- Interactive map of Songdo Moonlight Festival Park
- Location: Songdo-dong, Yeonsu-gu, Incheon, South Korea.
- Coordinates: 37°24′23″N 126°38′02″E﻿ / ﻿37.4064°N 126.6339°E
- Status: Open all year
- Parking: Available
- Website: www.insiseol.or.kr/park/songdo/facility/moonlight.jsp (in Korean)

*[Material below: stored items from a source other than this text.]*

Issue #1544, opened 2022-01-29
Importing Multisignature transaction from Electrum Fails in Specter


relativisticelectron:
Using a 2/2 testnet multisig electrum wallet: I created a PSBT with 
a) electrum 4.1.5 (partially signed)
b) specter   (unsigned)

Importing the electrum PSBT fails ([error message.txt](https://github.com/cryptoadvance/specter-desktop/files/7964754/error.message.txt)), while (re) importing the specter PSBT succeeds. 

After decoding the PSBTs I find:
- the specter PSBT has `"inputs": [    {      "witness_utxo"`, which is missing in the electrum PSBT

Is this a bug in specter or is the electrum PSBT missing a critical piece?  

This issue is a possible duplicate of: https://github.com/cryptoadvance/specter-desktop/issues/104

pleblira:
I think I got a similar error here while importing a partially signed transaction from Electrum - 3o2 signature already signed by one wallet.

`Traceback (most recent call last):
  File "flask/app.py", line 1950, in full_dispatch_request
  File "flask/app.py", line 1936, in dispatch_request
  File "flask_login/utils.py", line 269, in decorated_view
  File "cryptoadvance/specter/server_endpoints/wallets.py", line 686, in send_pending
  File "flask/templating.py", line 137, in render_template
  File "flask/templating.py", line 120, in _render
  File "jinja2/environment.py", line 1090, in render
  File "jinja2/environment.py", line 832, in handle_exception
  File "jinja2/_compat.py", line 28, in reraise
  File "/var/folders/cl/nxrkb1hx6yj99pgk8c3flyf40000gn/T/_MEIcLmxcD/templates/wallet/send/pending/wallet_sendpending.jinja", line 2, in top-level template code
    {% set tab = 'send' %}
  File "/var/folders/cl/nxrkb1hx6yj99pgk8c3flyf40000gn/T/_MEIcLmxcD/templates/wallet/components/wallet_tab.jinja", line 1, in top-level template code
    {% extends "base.jinja" %}
  File "/var/folders/cl/nxrkb1hx6yj99pgk8c3flyf40000gn/T/_MEIcLmxcD/templates/base.jinja", line 98, in top-level template code
    {% block main %}
  File "/var/folders/cl/nxrkb1hx6yj99pgk8c3flyf40000gn/T/_MEIcLmxcD/templates/wallet/components/wallet_tab.jinja", line 12, in block "main"
    {% block content %}
[...]

PR #1548, opened 2022-02-01
Fix Electrum PSBT import

relativisticelectron:
This PR is a fix for the following problem:

Importing an Electrum (multisig) PSBT failed. The Electrum PSBT, which contains only a `non_witness_utxo` field and not a `witness_utxo`.  The cause of this was that the json crashed here
https://github.com/cryptoadvance/specter-desktop/blob/eaeac1f20482dbb25ef6867a1a5414df9fae766a/src/cryptoadvance/specter/persistence.py#L77
because the field  ` 'non_witness_utxo': <cryptoadvance.specter.util.psbt.SpecterTx object at 0x7fbfbc3aebe0>` is a python class, which json doesn't know how to convert.  This was called in here
https://github.com/cryptoadvance/specter-desktop/blob/9d3a39461360e2238c654cd9a353cdeb99e44a64/src/cryptoadvance/specter/wallet.py#L887
which should have with `self.to_json()` ensured that all is json compatible, but the following statement was not converted to a dict:
https://github.com/cryptoadvance/specter-desktop/blob/eaeac1f20482dbb25ef6867a1a5414df9fae766a/src/cryptoadvance/specter/util/psbt.py#L201

Original Issue: https://github.com/cryptoadvance/specter-desktop/issues/1544


src/cryptoadvance/specter/util/psbt.py
```diff
@@ -76,6 +76,8 @@ def vout_to_dict(self, vout: TransactionOutput) -> dict:
         return obj
 
     def to_dict(self) -> dict:
+        if not self.tx:
+            return
```
k9ert, line 80: Isn't it guaranteed that it should return a dict? So why not:
```suggestion
            return {}
```

relativisticelectron: Yes, I think your way is best.

k9ert:
Thank you!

= Songdo Moonlight Festival Park =

Park in Incheon, South Korea

Songdo Moonlight Festival Park (송도달빛축제공원) is a park in Songdo-dong, Yeonsu-gu, Incheon, South Korea.

==Events==
The park is popular for events. One such event held in the park is the Songdo Wind Festival, where families can fly kites and ride hot air balloons.

===Festivals===
Various cultural festivals came to be held at the festival park.
- Pentaport Rock Festival
- Songdo Beer Festival

===Concerts===

==== 2019 ====
- Ed Sheeran: ÷ Tour

==== 2023 ====

- KBS Grand Project concert – g.o.d

==== 2025 ====

- Guns N' Roses: Because What You Want & What You Get Are Two Completely Different Things

== Transport ==
The park is accesible by the Songdo Moonlight Festival Park station of Incheon Subway Line 1.